Further, he conducts a correlation test between sample size and Cohen's d. This result is not, strictly speaking, statistically significant (p = .069), but he interprets it all the same as a warning sign. (It bears mention here that an Egger test with an additive error term is a more appropriate test. Such a test yields p = .235, quite far from significance.)

Strack says that he does not mean to insinuate that there is "reverse p-hacking" at play, but I am not sure how else we are to interpret this criticism. In any case, he recommends that "the current anomaly needs to be further explored," which I will below.

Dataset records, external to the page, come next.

PR #10611, opened 2025-01-11
BaseTools: Remove linux os from build options

deeglaze:
EDK2 does not run under linux. These compiler triplets should be using unknown to not claim an incorrect platform.

# Description

Corrects target compiler triples for CLANGDWARF.

- [ ] Breaking change?
- [ ] Impacts security?
- [ ] Includes tests?

## How This Was Tested

Built and ran boot tests for AARCH64 and X64 on Vanadium from our fork of EDK2, based on edk2-stable202302. I don't have machines for IA32, ARM, and RISCV64 to test.

## Integration Instructions

N/A

### DIFF
--- a/BaseTools/Conf/tools_def.template
+++ b/BaseTools/Conf/tools_def.template
@@ -2026,8 +2026,8 @@ DEFINE CLANGDWARF_IA32_X64_DLINK_FLAGS    = DEF(CLANGDWARF_IA32_X64_DLINK_COMMON
 DEFINE CLANGDWARF_IA32_DLINK2_FLAGS       = -Wl,--defsym=PECOFF_HEADER_SIZE=0x220 DEF(CLANGDWARF_DLINK2_FLAGS_COMMON)
 DEFINE CLANGDWARF_X64_DLINK2_FLAGS        = -Wl,--defsym=PECOFF_HEADER_SIZE=0x228 DEF(CLANGDWARF_DLINK2_FLAGS_COMMON)
 
-DEFINE CLANGDWARF_IA32_TARGET             = -target i686-pc-linux-gnu
-DEFINE CLANGDWARF_X64_TARGET              = -target x86_64-pc-linux-gnu
+DEFINE CLANGDWARF_IA32_TARGET             = -target i686-pc-unknown-gnu
+DEFINE CLANGDWARF_X64_TARGET              = -target x86_64-pc-unknown-gnu
 
 DEFINE CLANGDWARF_WARNING_OVERRIDES    = -Wno-parentheses-equality -Wno-empty-body -Wno-unused-const-variable -Wno-varargs -Wno-unknown-warning-option -Wno-unused-but-set-variable -Wno-unused-const-variable -Wno-unaligned-access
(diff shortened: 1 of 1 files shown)


deeglaze:
CI green is deceiving since there is no testing for CLANGDWARF build targets.

I did build -a AARCH64 -t CLANGDWARF -p ArmVirtPkg/ArmVirtQemu.dsc and build -a X64 -t CLANGDWARF -p OvmfPkg/OvmfPkgX64.dsc inside ghcr.io/tianocore/containers/ubuntu-22-dev:61000ca successfully.

Build failures in CI are due to Qemu download failures given server at capacity.

lgao4:
What difference between linux and unknown? What negative impact with linux target?

ardbiesheuvel:
I have no objections to this change in principle, but I'd also be interested in understanding whether or not this solves an actual problem. Some compiler default settings might be hidden behind the compiler triplet, and the ELF-to-PECOFF conversion in EDK2 is not as robust as we would like.

Did you test boot those builds you created?

deeglaze:
@lgao4 the problem to solve is regarding BoringSSL support. There are build configurations that use `#ifdef __linux__` that then assume that Linux capabilities are available to use. EDK2 as a platform should have its own platform define, like `__edk2__` to make OS-specific behavior decisions. The CrtWrapper concept is a lie that will only become more difficult to support as OpenSSL or BoringSSL add more behaviors specific to Linux when they target a linux compiler triplet.

@ardbiesheuvel Yes, I tested AARCH64 and X64 but don't have a means of testing the others. I can revert those if required.

Given that I've heard from Ard that BoringSSL support in EDK2 is less of an asset to the EDK2 project and only benefits Google, I'm attempting to make general improvements without adding maintenance burden.

If you want to only see these changes to add BoringSSL support in its 100% complete form, I don't have a good answer to that, given we don't want to add TLS capabilities to our firmware build, and yet another crypto library in the main tree is not an appropriate solution in my mind. I'd be much happier with a build environment variable like `PACKAGES_PATH` but specifically for replacing cryptography libraries modularly. I don't know how feasible that will be.

ardbiesheuvel:
> @lgao4 the problem to solve is regarding BoringSSL support. There are build configurations that use `#ifdef __linux__` that then assume that Linux capabilities are available to use. EDK2 as a platform should have its own platform define, like `__edk2__` to make OS-specific behavior decisions. The CrtWrapper concept is a lie that will only become more difficult to support as OpenSSL or BoringSSL add more behaviors specific to Linux when they target a linux compiler triplet.
> 

Agreed. OpenSSL currently uses OPENSSL_SYS_UEFI for this purpose as well.

> Given that I've heard from Ard that BoringSSL support in EDK2 is less of an asset to the EDK2 project and only benefits Google, I'm attempting to make general improvements without adding maintenance burden.
> 
> If you want to only see these changes to add BoringSSL support in its 100% complete form, I don't have a good answer to that, given we don't want to add TLS capabilities to our firmware build, and yet another crypto library in the main tree is not an appropriate solution in my mind. I'd be much happier with a build environment variable like `PACKAGES_PATH` but specifically for replacing cryptography libraries modularly. I don't know how feasible that will be.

Strack's funnel plot does not appear pyramidal because the studies are all of roughly equal size, and so the default scale of the axes is way off. Here I present a funnel plot with axes of more appropriate scale. Again, the datapoints do not form a pyramid shape, but we see now that this is because there is little variance in sample size or standard error with which to make a pyramid shape. You're used to seeing taller, more funnel-y funnels because sample sizes in social psych tend to range broadly from 40 to 400, whereas here they vary narrowly from 80 to 140.

You can also see that there's really only one of the 17 studies that contributes to the correlation, having a negative effect size and larger standard error. This study is still well within the range of all the other results, of course; together, the studies are very nicely homogeneous (I^2 = 0%, tau^2 = 0), indicating that there's no evidence this study's results measure a different true effect size.

Still, this study has influence on the funnel plot -- it has a Cook's distance of 0.46, whereas all the others have distances of 0.20 or less. Removing this one study abolishes the correlation between d and sample size (r(14) = .27, p = .304), and the resulting meta-analysis is still quite null (raw effect size = 0.04, [-0.09, 0.18]). Strack is interpreting a correlation that hinges upon one influential observation.

I am willing to bet that this purported small-study effect is a pattern detected in noise. (Not that it was ever statistically significant in the first place.)

Admittedly, I am sensitive to the suggestion that an RRR would somehow be marred by reverse p-hacking. If all the safeguards of an RRR can't stop psychologists from reaching whatever their predetermined result, we are completely and utterly fucked, and it's time to pursue a more productive career in refrigerator maintenance.

Fortunately, that does not seem to be the case. The RRR does not show evidence of small-study effects or reverse p-hacking, and its null result is robust to exclusion of the most negative result.